X_train, X_test, y_train, y_test = train_test_split(X, y, test_size=0.33, random_state=42)

cluster = KMeans(n_clusters=80, random_state=42).fit_predict(X_train)
X_train['cluster'] = cluster
X_train['cluster'].plot(kind='hist', bins=80)
_ = plt.xlabel('Cluster')
_ = plt.ylabel('Count')
_ = plt.title('Histogram of Clusters')
plt.show()

_ = plt.scatter(x=X_train['Age'], y=X_train['DailyRate'], c=X_train['cluster'], cmap='Blues')
_ = sns.kdeplot(data=X_train['Age'], data2=X_train['DailyRate'])
_ = plt.xlabel('Age')
_ = plt.ylabel('Daily Rate')
_ = plt.title('Clusters within Age/Daily Rate')
plt.show()

x = np.corrcoef(X_train['cluster'], y_train)
print(x)


It will be interesting to see if this helps. I’ve chosen to go with 80 clusters by trial and error. You can see in the scatter/kde plot above that most of my clusters occur among employees with a low daily rate, although the majority of my employees are in a single cluster above about 600.

# Modeling

Time to get serious! First I’ll run the same transformation on my test data that I just did on my train data, then I’ll run some classifiers, see which one works best, and tune it for optimal performance.

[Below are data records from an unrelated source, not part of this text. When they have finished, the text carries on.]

PR #147, opened 2024-08-20
[HVS] Support Pagination in run Command

VinnyHC:
Implement the ability to use `next_page_token`'s to accumulate secrets from paginated responses. 

### How I've tested this PR:
- New tests have been added

- Can be tested against product Vault Secrets resources

### Checklist:

### DIFF
--- a/internal/commands/vaultsecrets/run/run.go
+++ b/internal/commands/vaultsecrets/run/run.go
@@ -142,8 +142,6 @@ func getAllSecretsForEnv(opts *RunOpts) ([]string, error) {
 	secs, err := fetchPaginatedSecrets(opts)
 	if err != nil {
 		return nil, err
-	} else if len(secs) == 0 {
-		return nil, fmt.Errorf("no secrets returned from app")
 	}
 
 	result := os.Environ()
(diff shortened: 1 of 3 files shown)


internal/commands/vaultsecrets/run/run.go
```diff
@@ -139,20 +139,17 @@ func runRun(opts *RunOpts) (err error) {
...
-	params.OrganizationID = opts.Profile.OrganizationID
-	params.ProjectID = opts.Profile.ProjectID
-	params.AppName = opts.AppName
-
-	res, err := opts.PreviewClient.OpenAppSecrets(params, nil)
+	secs, err := fetchPaginatedSecrets(opts)
 	if err != nil {
 		return nil, err
+	} else if len(secs) == 0 {
+		return nil, fmt.Errorf("no secrets returned from app")
```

cluster = KMeans(n_clusters=80, random_state=42).fit_predict(X_test)
X_test['cluster'] = cluster



## Random Forest

from sklearn.ensemble import RandomForestClassifier as RFC
from sklearn.metrics import accuracy_score

fmodel = RFC(n_estimators=100, random_state=42, max_depth=11, max_features=11).fit(X_train, y_train)
prediction = fmodel.predict(X_test)
score = accuracy_score(y_test, prediction)
print(score)


## Support Vector Classification

from sklearn.svm import SVC

model = SVC(random_state=42).fit(X_train, y_train)
prediction = model.predict(X_test)
score = accuracy_score(y_test, prediction)
print(score)


from sklearn.ensemble import AdaBoostClassifier as ABC

model = ABC(n_estimators=100, random_state=42, learning_rate=.80).fit(X_train, y_train)
prediction = model.predict(X_test)
score = accuracy_score(y_test, prediction)
print(score)


## Bagging Classifier

from sklearn.ensemble import BaggingClassifier as BC

model = BC(n_estimators=100, random_state=42).fit(X_train, y_train)
prediction = model.predict(X_test)
score = accuracy_score(y_test, prediction)
print(score)


## Extra Trees Classifier

from sklearn.ensemble import ExtraTreesClassifier as XTC

model = XTC(n_estimators=100, random_state=42, criterion='entropy', max_depth=20).fit(X_train, y_train)
prediction = model.predict(X_test)
score = accuracy_score(y_test, prediction)
print(score)


Looks like my best models, once the parameters are tuned a little bit, are the Random Forest and the Extra Trees Classifier. All of them perform very similarly however.